(Task input begins)
PR #24114, opened 2023-07-17
[new release] moonpool (0.3)

c-cube:

##### CHANGES:

- add `Fork_join` for parallelizing computations. This is only
    available on OCaml 5.x because it relies on effects.
- add `Fork_join.{for_,map_array,map_list}`
- add `Fork_join.all_{list,init}`
- add `Pool.with_`
- add a channel module
- add `Runner`, change `Pool` to produce a `Runner.t`
- add a `Lock` module
- add support for domain-local-await when installed
- add `Fut.await` for OCaml >= 5.0

- fix: Fork_join.both_ignore now has a more general type

- expose `Suspend_` and its internal effect with an unstability alert.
(Task input ends)
[Exercise requirements] Nothing in the records above may differ in your copy; retype them in full.

[Expected answer]
PR #24114, opened 2023-07-17
[new release] moonpool (0.3)

c-cube:

##### CHANGES:

- add `Fork_join` for parallelizing computations. This is only
    available on OCaml 5.x because it relies on effects.
- add `Fork_join.{for_,map_array,map_list}`
- add `Fork_join.all_{list,init}`
- add `Pool.with_`
- add a channel module
- add `Runner`, change `Pool` to produce a `Runner.t`
- add a `Lock` module
- add support for domain-local-await when installed
- add `Fut.await` for OCaml >= 5.0

- fix: Fork_join.both_ignore now has a more general type

- expose `Suspend_` and its internal effect with an unstability alert.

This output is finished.